> Exercise details:
With no line left out, restate the data word for word.

(Recorded data)

PR #617, opened 2024-10-09
Extend `Dynamic`

KillStr3aK:


managed/CounterStrikeSharp.API/Modules/Memory/DynamicFunctions/BaseMemoryFunction.cs
```diff
@@ -45,6 +47,30 @@ private static IntPtr CreateValveFunctionBySignature(string signature, string bi
...
+            {
+                function = NativeAPI.CreateVirtualFunction(objectPtr, offset,
+                    argumentTypes.Length, (int)returnType, argumentTypes.Cast<object>().ToArray());
+                createdFunctions[offset] = function;
+            } catch (Exception)
+            {
+            }
+        }
+
+        return function;
```
KillStr3aK, line 73: might need a better way? if we pass another entity instance (ptr) with the same offset it will probably try to hook the same function again and fail? (untested currently, will answer here when I can test it)

Prefix:
@roflmuffin +1 on this

KillStr3aK:
> @roflmuffin +1 on this

my second review has to be resolved before this pr is ready

Prefix:
> > @roflmuffin +1 on this
> 
> my second review has to be resolved before this pr is ready

what is second pr? can community help you somehow?

KillStr3aK:
> > > @roflmuffin +1 on this
> 
> > 
> 
> > my second review has to be resolved before this pr is ready
> 
> 
> 
> what is second pr? can community help you somehow?

https://github.com/roflmuffin/CounterStrikeSharp/pull/617#discussion_r1793274716

this is the second review

managed/CounterStrikeSharp.API/Modules/Memory/DynamicFunctions/BaseMemoryFunction.cs
roflmuffin: We could possibly ask for a "name" to disambiguate what the Virtual Function represents? For instance 
```
if (OnStartTouch == null) (OnStartTouch = new VirtualFunctionVoid<CBaseEntity, CBaseEntity>(SoccerBall, "CBaseEntityStartTouch", GameData.GetOffset("StartTouch"))).Hook(HookOnStartTouch, HookMode.Pre);
```

Another alternative would be to construct a key using the passed type argument, so it would automatically become `CBaseEntity_342` for instance. This might be my preferred way. Unsure of the interaction if someone hooks a `CBaseEntity` and a `CCSPlayerPawn` with the same offset.

KillStr3aK: > We could possibly ask for a "name" to disambiguate what the Virtual Function represents? For instance
> 
> ```
> if (OnStartTouch == null) (OnStartTouch = new VirtualFunctionVoid<CBaseEntity, CBaseEntity>(SoccerBall, "CBaseEntityStartTouch", GameData.GetOffset("StartTouch"))).Hook(HookOnStartTouch, HookMode.Pre);
> ```
> 
> Another alternative would be to construct a key using the passed type argument, so it would automatically become `CBaseEntity_342` for instance. This might be my preferred way. Unsure of the interaction if someone hooks a `CBaseEntity` and a `CCSPlayerPawn` with the same offset.

The alternative method sounds good for me, will try it out today as I already have an idea

oylsister: Could this has to hook with entity every time? like If I want to hook on offset with DropWeapon I have to do every time when ``player_spawn``.

samyycX: Using the memory address of the function as key should be fine since they are unique

KillStr3aK: > Could this has to hook with entity every time? like If I want to hook on offset with DropWeapon I have to do hook ``CCSPlayer_WeaponServices`` every time when ``player_spawn``.

You would only have to set it up once, then every call to the vfunc is hooked, regardless of instance

samyycX: > might need a better way? if we pass another entity instance (ptr) with the same offset it will probably try to hook the same function again and fail? (untested currently, will answer here when I can test it)

Dynohook seems to have an internal same function check before hooking it, so i guess it wont cause problem

KillStr3aK:
virtual functions that has been created by an offset are now stored as `{typeof(TArg1).Name}_{OffsetNum}`, for e.g.:
`10:52:04 [INFO] (cssharp:Core) Creating function CBaseEntity_142`

`TArg1` is meant to represent the originating class of the function

> @roflmuffin Unsure of the interaction if someone hooks a CBaseEntity and a CCSPlayerPawn with the same offset.

I'd say that case would be a semantic error on its own already

darkerz7:
is there any plans to add this to the main branch?

KillStr3aK:
> is there any plans to add this to the main branch?

Hi, I plan to finish it in general, just need to find a better way to store these functions as the behaviour I've mentioned in my previous comment is not really viable in my opinion

KoNLiG:
Looking forward for it

roflmuffin:
This is fixed by #1143 and released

> Result of this task:
PR #617, opened 2024-10-09
Extend `Dynamic`

KillStr3aK:


managed/CounterStrikeSharp.API/Modules/Memory/DynamicFunctions/BaseMemoryFunction.cs
```diff
@@ -45,6 +47,30 @@ private static IntPtr CreateValveFunctionBySignature(string signature, string bi
...
+            {
+                function = NativeAPI.CreateVirtualFunction(objectPtr, offset,
+                    argumentTypes.Length, (int)returnType, argumentTypes.Cast<object>().ToArray());
+                createdFunctions[offset] = function;
+            } catch (Exception)
+            {
+            }
+        }
+
+        return function;
```
KillStr3aK, line 73: might need a better way? if we pass another entity instance (ptr) with the same offset it will probably try to hook the same function again and fail? (untested currently, will answer here when I can test it)

Prefix:
@roflmuffin +1 on this

KillStr3aK:
> @roflmuffin +1 on this

my second review has to be resolved before this pr is ready

Prefix:
> > @roflmuffin +1 on this
> 
> my second review has to be resolved before this pr is ready

what is second pr? can community help you somehow?

KillStr3aK:
> > > @roflmuffin +1 on this
> 
> > 
> 
> > my second review has to be resolved before this pr is ready
> 
> 
> 
> what is second pr? can community help you somehow?

https://github.com/roflmuffin/CounterStrikeSharp/pull/617#discussion_r1793274716

this is the second review

managed/CounterStrikeSharp.API/Modules/Memory/DynamicFunctions/BaseMemoryFunction.cs
roflmuffin: We could possibly ask for a "name" to disambiguate what the Virtual Function represents? For instance 
```
if (OnStartTouch == null) (OnStartTouch = new VirtualFunctionVoid<CBaseEntity, CBaseEntity>(SoccerBall, "CBaseEntityStartTouch", GameData.GetOffset("StartTouch"))).Hook(HookOnStartTouch, HookMode.Pre);
```

Another alternative would be to construct a key using the passed type argument, so it would automatically become `CBaseEntity_342` for instance. This might be my preferred way. Unsure of the interaction if someone hooks a `CBaseEntity` and a `CCSPlayerPawn` with the same offset.

KillStr3aK: > We could possibly ask for a "name" to disambiguate what the Virtual Function represents? For instance
> 
> ```
> if (OnStartTouch == null) (OnStartTouch = new VirtualFunctionVoid<CBaseEntity, CBaseEntity>(SoccerBall, "CBaseEntityStartTouch", GameData.GetOffset("StartTouch"))).Hook(HookOnStartTouch, HookMode.Pre);
> ```
> 
> Another alternative would be to construct a key using the passed type argument, so it would automatically become `CBaseEntity_342` for instance. This might be my preferred way. Unsure of the interaction if someone hooks a `CBaseEntity` and a `CCSPlayerPawn` with the same offset.

The alternative method sounds good for me, will try it out today as I already have an idea

oylsister: Could this has to hook with entity every time? like If I want to hook on offset with DropWeapon I have to do every time when ``player_spawn``.

samyycX: Using the memory address of the function as key should be fine since they are unique

KillStr3aK: > Could this has to hook with entity every time? like If I want to hook on offset with DropWeapon I have to do hook ``CCSPlayer_WeaponServices`` every time when ``player_spawn``.

You would only have to set it up once, then every call to the vfunc is hooked, regardless of instance

samyycX: > might need a better way? if we pass another entity instance (ptr) with the same offset it will probably try to hook the same function again and fail? (untested currently, will answer here when I can test it)

Dynohook seems to have an internal same function check before hooking it, so i guess it wont cause problem

KillStr3aK:
virtual functions that has been created by an offset are now stored as `{typeof(TArg1).Name}_{OffsetNum}`, for e.g.:
`10:52:04 [INFO] (cssharp:Core) Creating function CBaseEntity_142`

`TArg1` is meant to represent the originating class of the function

> @roflmuffin Unsure of the interaction if someone hooks a CBaseEntity and a CCSPlayerPawn with the same offset.

I'd say that case would be a semantic error on its own already

darkerz7:
is there any plans to add this to the main branch?

KillStr3aK:
> is there any plans to add this to the main branch?

Hi, I plan to finish it in general, just need to find a better way to store these functions as the behaviour I've mentioned in my previous comment is not really viable in my opinion

KoNLiG:
Looking forward for it

roflmuffin:
This is fixed by #1143 and released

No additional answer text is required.